Simple alveolar glands have a simple duct and a sac-like base. They are found in the paraurethral and periruethral glands of the urethra.
Simple branched alveolar glands have a simple duct and branched alveolar sacs. The oil-producing sebaceous glands in your skin, as well as the mucous secreting glands in your stomach that protect your stomach lining from the highly acidic gastric juices, are both examples of simple branched alveolar glands.
While simple glands have one straight duct that connects the secretory and excretory cells to the exterior tissue, compound glands have compound or branching ducts that join the branching network of glands to a single exterior opening.

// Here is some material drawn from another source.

PR #8630, opened 2022-04-04
Add lints `drop_non_drop` and `forget_non_drop`

### LINKED ISSUE #1897: mem::forget on !Drop
We should warn if you call `mem::forget` on:

 - a generic type known to be `Copy`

There are three types of compound glands: compound tubular glands, compound alveolar glands, and a hybrid of the two called a compound tubuloalveolar gland.

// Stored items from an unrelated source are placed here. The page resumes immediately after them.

PR #8632, opened 2022-04-04
Don't lint `cast_ptr_alignment` when used for unaligned reads and writes

### LINKED ISSUE #2881: cast_ptr_alignment is acceptable in a narrow set of contexts
Clippy may not be able to see when this is acceptable but if so there are several functions that can handle unaligned ptrs. If the unaligned pointer is only used as an input to those then it ideally wouldn't be flagged.

The obvious
std::ptr::read_unaligned
std::ptr::write_unaligned

Anything with memcpy or memmove semantics
std::ptr::copy
std::ptr::copy_nonoverlapping

I'm unsure about std::ptr::swap and std::ptr::swap_nonoverlapping

And in 
std::arch::x86_64
std::arch::x86
*storeu*
*loadu*
*lddqu*

There might be some others.

Jarcho:
fixes #2881

Ideally this would trace the usage of the value rather than only looking at the parent expression, but that would require dataflow analysis. e.g.
```rust
let x = ptr as *const u16;
c.read_unaligned(x);
```

Arch specific intrinsic functions need to be checked for ones which could take an unaligned pointer. This can be another PR.

changelog: Don't lint `cast_ptr_alignment` when used for unaligned reads and writes


llogiq:
Thank you! Great as always, a joy to review.

@bors r+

Compound tubular glands have a compound duct system with branching networks of tubular-shaped glands. These types of glands are found in the kidneys, the seminiferous tubules of the testes, and the mucous glands in the mouth.
Compound alveolar glands, like compound tubular glands, have a compound branching duct system; however, compound alveolar glands have a branching network of alveolar-shaped secretory and excretory cells. This is a widely occurring shape that can be found in certain salivary glands in the mouth, in the digestive-producing excretory portion of the pancreas, along with certain milk-producing mammary glands.
Compound tubuloalveolar glands are a combination of the alveolar and tubular glands and have a compound ductwork system, as well as both branching tubular and alveolar gland structures. These glands are found in the tear-producing lacrimal glands of the eye, in addition to certain salivary glands of the mouth, and mammary glands.
Glands are a collection of cells or an organ responsible for secretions, where a substance moves from a duct internally to another area, and excretions, where a substance leaves the body through a duct. There are three main shapes: acinar, a grape-like form with a small lumen, or interior space; tubular, which resemble a straight tube; and alveolar, or sac-like form with a large lumen. Tubular and alveolar glands display two main duct structures: simple, or straight ducts; and compound, or branching ducts.
Simple tubular glands include simple tubular, which are straight like a test tube; simple coiled tubular, which resemble a tangled garden hose; and simple branched tubular, which have a simple duct and branched tube-shaped glands. Simple alveolar glands include simple alveolar, which have a straight duct and a sac-like base, and simple branched alveolar, which have a series of branched sacs connected by a straight duct.
There are only three types of compound glands: the compound tubular, which have a branching duct system connected to branching tubular glands; compound alveolar, which have a branching duct system connected to branching alveolar shaped glands; and compound tubuloalveolar, which have a branching duct system connected to branching glands that are both tubular and alveolar in shape.